Define the output schema by asking what columns I want in the labelling spreadsheet, not by asking what fields the model should produce.
Treat NEEDS_HUMAN (or any “ask a person” verdict) as a budget. If more than a small share of items land there, the classifier is failing, not deferring.
Refresh the harness when real-world inputs drift, not on a fixed cadence.
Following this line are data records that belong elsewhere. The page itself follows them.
PR #14, opened 2022-02-09
Bump legacy bridge to polkadot v0.9.16

gonzamontiel:


ebma:
The [canvas repository](https://github.com/paritytech/canvas/tree/1c09bad5b037895a952ed3359a2e5d497be23908) helped in the process of upgrading because it uses both cumulus and the contracts pallet on the latest version (which is `polkadot-v0.9.16`). Just leaving this here for future reference.

ebma (approved):

PR #25, opened 2022-05-23
Bump to polkadot v0918

ne-manya:
This PR bumps the polkadot version to v0.9.18.


xiuxiu62:
Builds and tests are passing on my end.  This looks good, I'll work on spacewalk integration from this branch.  I'm not sure why the test-code workflow is checking cargo registry crates, but that seems to be where the check error is coming from.

xiuxiu62 (approved):

ne-manya:
@xiuxiu62 the error is coming from wrong toolchain version. Pendulum compiles with 1.58 nightly, and on build action is set to 1.57 nightly. This should be changed. 
Anyway it seems to compile on both our ends so I will be merging this now because we need it for other issues.

PR #57, opened 2022-08-05
56 update yamux to 0102

gonzamontiel:
Updates the version of `yamux` to` 0.10.2`

### DIFF
--- a/Cargo.lock
+++ b/Cargo.lock
@@ -11227,9 +11227,9 @@ version = "1.6.3"
 source = "registry+https://github.com/rust-lang/crates.io-index"
 checksum = "97fee6b57c6a41524a810daee9286c02d7752c4253064d0b05472833a438f675"
 dependencies = [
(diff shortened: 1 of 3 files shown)


TorstenStueber (commented):
Ah I see, the changes are really in Cargo.lock. But its is weird, I see that the package twox-hash now uses a downgraded version of cfg-if and rand and the package yamux uses a later version. How come that there are downgrades without any changes in Cargo.toml?

gonzamontiel:
> Ah I see, the changes are really in Cargo.lock. But its is weird, I see that the package twox-hash now uses a downgraded version of cfg-if and rand and the package yamux uses a later version. How come that there are downgrades without any changes in Cargo.toml?

Hey, this is a result of running `cargo update -p yamux`, how cargo manages the internal  dependencies is out of my reach, but yeah it looks kinda extrange.

TorstenStueber (approved):

PR #60, opened 2022-09-08
Add pallet-vesting, pallet-utility and shorten democracy schedules

TorstenStueber:
I had to add the standard pallet-vesting instead of orml-vesting because orml-vesting does not allow for force-vested-transfers.

A force-vested-transfer is a vested transfer initiated through governance. This allows to circumvent the call filters we set up. We had to make the normal vested-transfer subject to a call filter because it would allow to transfer money – this is not permitted as long as the democratization is not complete.

Since orml-vesting has only the normal vested-transfer, also governance would not be able to pass this call filter and we would not be able to pay out the crowdloan rewards in the next phase.

I don’t see problems to use pallet-vesting instead of orml-vesting for Amplitude

### DIFF
--- a/Cargo.lock
+++ b/Cargo.lock
@@ -124,6 +124,8 @@ dependencies = [
  "pallet-timestamp",
  "pallet-transaction-payment",
  "pallet-transaction-payment-rpc-runtime-api",
+ "pallet-utility",
+ "pallet-vesting",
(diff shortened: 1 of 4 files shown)


b-yap:
substrate-wise, lgtm.

b-yap (approved):

PR #70, opened 2022-10-25
XCM relay native currency  reserve transfer functionality to Pendulum/Amplitude and back 

web3online:


runtime/amplitude/src/xcm_config.rs
```diff
@@ -213,7 +280,133 @@ impl pallet_xcm::Config for Runtime {
...
+            }),
+        }
+    }
+}
+
 impl cumulus_pallet_xcm::Config for Runtime {
 	type Event = Event;
 	type XcmExecutor = XcmExecutor<XcmConfig>;
 }
+
```
TorstenStueber, line 323: Is this still needed? If not, then please remove.

TorstenStueber (changes requested):

PR #81, opened 2022-12-01
Add pallet contract, pallet assets and chain extension to communicate with pallet assets

cr4pt0:


cr4pt0:
mvp version for 0xAmber
this one is deprecated.

we have other implementation with currency pallet. not just pallet asset.

PR #86, opened 2022-12-16
85 create pendulum runtime and chain spec

TorstenStueber:
This PR adds the pendulum runtime and chain spec definitions.

It also adds the initial wasm runtime and genesis state in the `res` folder.


gonzamontiel (approved):
Just one comment that in the future we could extract some behavior to common/, e.g. the contents of `currency.rs`

PR #89, opened 2023-01-06
upgrade to  version v0.9.36 , but it also means updating the toolchain to the latest

b-yap:


TorstenStueber (approved):
@b-yap looks good and makes sense to update the toolchain requirement.

cr4pt0 (approved):

ebma:
@b-yap Is there a reason why you upgraded the dependencies to v0.9.36 and not v0.9.35? I am asking because the spacewalk pallets and testchain are on v0.9.35 and that would probably mean we have to upgrade them to v0.9.36 to make them work with this. Although it's unclear how much effort that would be, could be very easy of course.

node/src/service.rs
```diff
@@ -474,9 +476,7 @@ where
 
 fn build_consensus<RuntimeApi, Executor>(
 	client: Arc<TFullClient<Block, RuntimeApi, NativeElseWasmExecutor<Executor>>>,
-	block_import: TParachainBlockImport<
-		Arc<TFullClient<Block, RuntimeApi, NativeElseWasmExecutor<Executor>>>,
-	>,
+	block_import: ParachainBlockImport<RuntimeApi,Executor>,
```
ebma, line 479: Is the formatting off here?

ebma (commented):
Also looks good to me, but maybe you should run `cargo fmt` again.

node/src/service.rs
b-yap: done

Issue #422, opened 2015-07-21
Improved error handling for payment packages


aaronjudd:
Ensure that all the exceptions are handled and displayed to user in friendly manner.

zenweasel:
I think this ticket is mostly covered by the work @kieckhafer is doing, but we can review once all the PR's are in.

kieckhafer:
Yes, I believe what I'm doing will cover this ticket.

PR #1105, opened 2016-06-29
Add stripe luhn check

zenweasel:
This is code migrated from PR#20 on the Stripe repo
https://github.com/reactioncommerce/reaction-stripe/pull/20/

- [ ] Has tests.
- [ ] Has docs.
- [ ] Passes all tests


zenweasel:
Making this WIP since when this fails it just returns "Oops! Match failed [400]" rather than a meaningful error to the user.

aaronjudd:
👍  let's accept and add the better messaging in #422

PR #1135, opened 2016-07-06
Add example payment method

zenweasel:
Reconfigure the "example payment method" to the new plug-in layout. Also change all references from "generic" to "example".

- [x] Has tests.
- [ ] Has docs.
- [x] Passes all tests


mikemurray:
👍

PR #1137, opened 2016-07-07
don't slugify productId when used as handle, add random id fallback

### LINKED ISSUE #1127: unable to view newly created product
### Expected behavior

When you add new product, you should be able to view it as admin.

### Actual Behavior

Unable to view product without title,etc. Just an empty page, after navigation away from initially created product.

Add new product, navigate away, click in main grid. Empty page.

jshimko:
Fixes #1127 

Handle was being set as a lowercase product ID when title wasn't set on creation.  Now remains mixed case so a query by ID in the handle field returns a product.

Updates the regex check that tries to discern between a handle and an ID (based on `SimpleSchema.Regex.Id`).


zenweasel:
Approved

mikemurray:
👍

PR #1144, opened 2016-07-10
Add custom plugins and missing imports

zenweasel:
This is a rollup of all changes I made to the main directory while rewriting the Customization Guide. Mostly just missing imports.


imports/plugins/included/product-variant/client/templates/products/products.js
```diff
@@ -3,6 +3,7 @@ import { ReactionProduct } from "/lib/api";
 import { Products, Tags } from "/lib/collections";
 import { Session } from "meteor/session";
 import { Template } from "meteor/templating";
+import { ITEMS_INCREMENT } from "/client/config/defaults";
```
aaronjudd: How will this be overwritten?

aaronjudd:
👍  accepting, but with the caveat that this doesn't allow a customization of ITEM_INCREMENTS.  @mikemurray is creating a new issue to resolve that regression.

PR #1145, opened 2016-07-11
Reaction.getShopId() race condition

### LINKED ISSUE #960: shopID is not available for `createDefaultAdmin` when running RC in separate containers
This bug is currently blocking running the most recent version of RC in LaunchDock so it's probably a P1 bug. I am putting this here just so we have a place to track it.

### Expected behavior
Since import methods are run before `createDefaultAdmin`, the function `getShopId` should return a shopId.

### Actual Behavior
In some configurations of Docker (any configuration where you have separate app and db containers on separate machine, and on my local machine as well) either the shopId is not available for several seconds, or in the case of separate containers, not available at all.

If you remove the current workaround, I am able to replicate this locally by running `docker-compose` against my local version of the app. The problem in LD however would seem to be either different or more serious since `shopId` never becomes available.

jshimko:
Fixes #960 and #1006

`Reaction.getShopId()` was returning `null` for more than half of the times it was being called on initial startup.  This was mostly just an issue with a fresh database because the shop hadn't been inserted yet.  This was the main issue behind the `createDefaulAdminUser` issue in #960 and the translation loading issue in #1006.  (both should be fixed now)

Part of the solution was to reorder several imports that were trying to use `Reaction.getShopId()` before the initial shop was created and the other part of it was because the query behind that method was not very efficient.  It was querying for the entire shop document (which is a fairly large object), but it really only needed the `_id`.  That said, I changed the query to only return the `_id`.  It didn't totally solve the problem, but it should be significantly more performant considering how often `Reaction.getShopId()` gets called.

The issue with the translations loading was because it was using Node's native `fs` utility to read the `i18n` directory and get all available translations files.  By default, Meteor runs all `fs` commands before compiling the app and executing anything.  The problem with _that_ is it was trying to then insert those translations at a point in time where the shop document hadn't been created yet.  That would cause a few of the first translations to have a `null` shopId and _that_ would cause them to not be returned in the `Translations` publication (which relies on that `shopId` to fetch the translations).  

My solution for that was to use `fs` to scan for all of the translation files and then insert them into an `Assets` collection.  Then I read the `Assets` collection at startup and load the translations from there.  This guarantees that Meteor will run it when things are _actually_ ready.  I figure it'll also be useful to store file names, paths, and content of server side asset files in there in the future (since native Node, NPM, fs, etc. is the future of Meteor).  For now, only `i18n` stuff is being imported there.

As far as I can see, all shopId related issues appear to be fixed now and `Reaction.getShopId()` never returns `null` at any point in first startup or any subsequent startup.

### DIFF
--- a/server/startup/i18n.js
+++ b/server/startup/i18n.js
@@ -53,7 +53,7 @@ export default function () {
   /**
    * Hook to setup core i18n imports during Reaction init
    */
-  Hooks.Events.add("afterCoreInit", () => {
+  Hooks.Events.add("onCoreInit", () => {
     loadCoreTranslations();
   });
 }
--- a/server/startup/i18n.js
+++ b/server/startup/i18n.js
@@ -1,4 +1,5 @@
 import fs from "fs";
+import { Assets } from "/lib/collections";
 import { Hooks, Logger, Reaction } from "/server/api";
 
 // taken from here: http://stackoverflow.com/a/32749571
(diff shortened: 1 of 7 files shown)


zenweasel:
Approved. Nice Work!

server/startup/i18n.js
```diff
@@ -21,9 +22,29 @@ export function loadCoreTranslations() {
...
+              content: json
+            }
+          }, {
+            upsert: true
+          });
         }
       }
+
+      Assets.find({ type: "i18n" }).forEach((t) => {
+        Logger.info(`Importing ${t.name} translations...`);
```
aaronjudd: Can we update `translations...`  to just be `translation`. Minor detail, but inline with the rest of the startup messaging.

aaronjudd:
In the UI, I don't see any of the translations actually working at the moment. Doesn't even look like the english translations are working -> this might be related to the jquery-ui issue mentioned/fixed elsewhere.  I tested with a `reaction reset && reaction`.

aaronjudd:
Also, the Translations collection seems to be empty.

aaronjudd:
👍  looks good.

None of this is novel. It’s the eval discipline ML teams have been doing for years, and that I, in solo-dev land, had been quietly assuming I could skip.

I couldn’t.

What’s next

The next post in this thread will be the v2 design: the new schema, the per-thread decision log, and the first run of the candidate classifier against the 33-item harness. The interesting question isn’t “did v2 beat v1.” It’s whether the harness gives me strong enough signal to know.

I’m cautiously optimistic. But cautiously is doing a lot of work in that sentence, and the only thing licensing it is that this time, I’ll have numbers.